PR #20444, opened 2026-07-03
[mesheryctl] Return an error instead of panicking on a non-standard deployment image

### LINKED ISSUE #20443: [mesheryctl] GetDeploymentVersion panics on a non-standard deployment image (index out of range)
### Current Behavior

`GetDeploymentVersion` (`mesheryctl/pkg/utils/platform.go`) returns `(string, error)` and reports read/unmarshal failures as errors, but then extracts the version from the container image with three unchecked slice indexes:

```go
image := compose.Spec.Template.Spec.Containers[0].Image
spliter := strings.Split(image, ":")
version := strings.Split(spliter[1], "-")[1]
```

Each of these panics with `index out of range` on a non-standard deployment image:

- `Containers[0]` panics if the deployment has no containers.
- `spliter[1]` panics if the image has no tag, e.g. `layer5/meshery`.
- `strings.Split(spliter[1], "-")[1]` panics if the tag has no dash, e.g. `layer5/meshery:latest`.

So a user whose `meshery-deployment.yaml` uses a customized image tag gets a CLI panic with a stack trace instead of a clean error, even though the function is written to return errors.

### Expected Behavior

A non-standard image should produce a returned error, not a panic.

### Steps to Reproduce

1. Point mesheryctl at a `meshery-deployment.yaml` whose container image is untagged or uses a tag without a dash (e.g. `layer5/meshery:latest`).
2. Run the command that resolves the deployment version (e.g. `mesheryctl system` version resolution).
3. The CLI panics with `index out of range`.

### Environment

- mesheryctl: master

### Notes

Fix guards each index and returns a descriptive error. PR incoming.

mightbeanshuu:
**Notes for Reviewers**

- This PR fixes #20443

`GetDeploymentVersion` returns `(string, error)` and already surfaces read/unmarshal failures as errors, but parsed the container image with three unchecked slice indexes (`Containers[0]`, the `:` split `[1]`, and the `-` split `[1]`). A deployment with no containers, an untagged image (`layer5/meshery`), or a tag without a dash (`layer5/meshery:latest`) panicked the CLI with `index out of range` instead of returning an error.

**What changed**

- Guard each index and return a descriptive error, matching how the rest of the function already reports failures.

- - - -

The complete listing must be printed again exactly as given.

PR #20444, opened 2026-07-03
[mesheryctl] Return an error instead of panicking on a non-standard deployment image

### LINKED ISSUE #20443: [mesheryctl] GetDeploymentVersion panics on a non-standard deployment image (index out of range)
### Current Behavior

`GetDeploymentVersion` (`mesheryctl/pkg/utils/platform.go`) returns `(string, error)` and reports read/unmarshal failures as errors, but then extracts the version from the container image with three unchecked slice indexes:

```go
image := compose.Spec.Template.Spec.Containers[0].Image
spliter := strings.Split(image, ":")
version := strings.Split(spliter[1], "-")[1]
```

Each of these panics with `index out of range` on a non-standard deployment image:

- `Containers[0]` panics if the deployment has no containers.
- `spliter[1]` panics if the image has no tag, e.g. `layer5/meshery`.
- `strings.Split(spliter[1], "-")[1]` panics if the tag has no dash, e.g. `layer5/meshery:latest`.

So a user whose `meshery-deployment.yaml` uses a customized image tag gets a CLI panic with a stack trace instead of a clean error, even though the function is written to return errors.

### Expected Behavior

A non-standard image should produce a returned error, not a panic.

### Steps to Reproduce

1. Point mesheryctl at a `meshery-deployment.yaml` whose container image is untagged or uses a tag without a dash (e.g. `layer5/meshery:latest`).
2. Run the command that resolves the deployment version (e.g. `mesheryctl system` version resolution).
3. The CLI panics with `index out of range`.

### Environment

- mesheryctl: master

### Notes

Fix guards each index and returns a descriptive error. PR incoming.

mightbeanshuu:
**Notes for Reviewers**

- This PR fixes #20443

`GetDeploymentVersion` returns `(string, error)` and already surfaces read/unmarshal failures as errors, but parsed the container image with three unchecked slice indexes (`Containers[0]`, the `:` split `[1]`, and the `-` split `[1]`). A deployment with no containers, an untagged image (`layer5/meshery`), or a tag without a dash (`layer5/meshery:latest`) panicked the CLI with `index out of range` instead of returning an error.

**What changed**

- Guard each index and return a descriptive error, matching how the rest of the function already reports failures.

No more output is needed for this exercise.